Joy is a gift, given always, given freely. People unpack and accept the gifts when they are able.
The minister made his failure at the impossible task into his message: The call is not on the grieving to stop mourning so everyone else doesn't have to hear it. The call is on their friends to give what joy they can, set it on the grieving families' doorsteps, and step back.
Then do it again tomorrow. and the day after tomorrow. And all the days to come.
It may never be enough. Yet we do not deny compassion to the dying, though not one kindness will extend their life a day more.
Nor should we despair of giving comfort to those who outlive their little ones. Likewise, the many lesser plights of those suffering in plain sight, though we often find it easier to avert our eyes and walk faster. We should not do that. Ever.
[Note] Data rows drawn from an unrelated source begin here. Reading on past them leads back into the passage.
PR #2394, opened 2019-03-07
Update clothes.json

PrimeN:
PR for:[ Issue #1212: Research needed for: shop/clothes|Street One ](https://github.com/osmlab/name-suggestion-index/issues/1212)


tas50:
@PrimeN Can you run npm run build to make sure the ordering of the values in the json is correct. Also can you add a countrycode here after determining where these stores are located. At some point we'll be utilizing that data and it'll be great to have it here.

Adamant36:
I don't think its worth adding the country codes if there is that many. Also, the Wikipedia and Wikidata entries should be for the operator. Not the the brand. Ultimately, this brand needs a Wikidata page created for it, but the operator information shouldn't be a substitute in the meantime.

tas50:
I'm not sure at what point we say it's too many countries to list. @bhousel should say for sure but I'd imagine that whenever the country codes get shipped and utilized by editors like ID the absence of codes would be interpreted as all countries. That's probably ideal for a store that's located all through Europe or worldwide. I wouldn't want to add 100 entries for Starbucks or McDonald's when we can just assume they're virtually everywhere.

Adamant36:
I tend to lean toward a company being a "global" brand if they are either on multiple continents or at least in a bunch of different countries on the same continents. Like if a brand is in almost every European country, Russia, and China, I'd just call it good at that point and not list them individually. 

In this case it seems like 99% of them are European countries that are probably each the size of Oregon. So I wouldn't list them all here either. Plus, isn't the point in country codes in the first place to filter out results for similar things in countries where the company is or isn't? 

I doubt anyone in North America are going to be looking for a similar tag and mistake it for this one, so it doesn't need to be filtered out for them. Whereas, people in Europe who will be tagging the stores already know its there, so they don't need it filtered in for them. Since it will come up when they search for it anyway. Unless I'm missing the point of country codes.

Adamant36:
Btw @tas50, do you know what's up with your "Dedupe the mobile money entries" branch is? I couldn't find any reference to it in the PR list. If its already been merged can you delete it please?

tas50:
I'll just nuke that. I was going to collapse 2 entries into one, but I think both can just get nuked potentially. I need to research that one.

bhousel:
What's weird about the these country codes is that I don't think this brand actually is in all those places. 
 @PrimeN why did you add them this way?

[Overpass query](https://overpass-turbo.eu/s/GJE)
screenshot 2019-03-07 07 24 08

And the [wikipedia page](https://de.wikipedia.org/wiki/CBR_Fashion_Holding) says that they are based [around Germany only](https://de.wikipedia.org/wiki/CBR_Fashion_Holding#/media/File:StreetOne_Lageplan.jpg)


Even if it were correct, I also wouldn't add so many country codes - mostly because it would mean that the brand is expanding widely, and that list might be out of date soon.  For example there is no `ru` in the list, but if they open a store in Russia then we'd have to change our list.  Once they have expanded beyond a few countries, I don't see it as worth scoping it.

PrimeN:
@bhousel - In wikipedia it says they're based in germany but I double checked their website and according to their store locator they have stores in all of those countries. But what you're saying makes sense, I'll go ahead and remove all the other countries aside from germany. As far as wikidata goes since this company doesn't have a page I'll go ahead and see if I can create one and point the new wikidata link to my submission.

bhousel:
> and according to their store locator they have stores in all of those countries.

In that case it's ok to leave all the countries.  Or just leave out the countries entirely if there are so many of them.

tas50:
Thanks @PrimeN

Adamant36:
I would have gotten rid of them. Who knows how many stores they actually have in those countries or how stable they are. Talk about the risk of data rot.

Adamant36:
Btw tas50, he didn't fix the brand:wikipedia tag issue. Any chance you could do it so its not forgotten about? Since you merged it.

tas50:
@Adamant36 Fixed on master

Adamant36:
Thanks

And that, I think is the message of Christmas. avert not thine eyes from the suffering of others. Do not excuse doing nothing on the grounds your gifts can change nothing. The attempt is the gift. The attempt is the gift of joy. The attempt matters very, very much.
So fail. Fail every chance you can to make others happy. Fail at delivering gifts of joy every chance that you have.
In a sense truer than most, that is what Christmas is about: joy to the world. A gift on the world's doorstep. What the world does with it, and gifts like it, is up to us.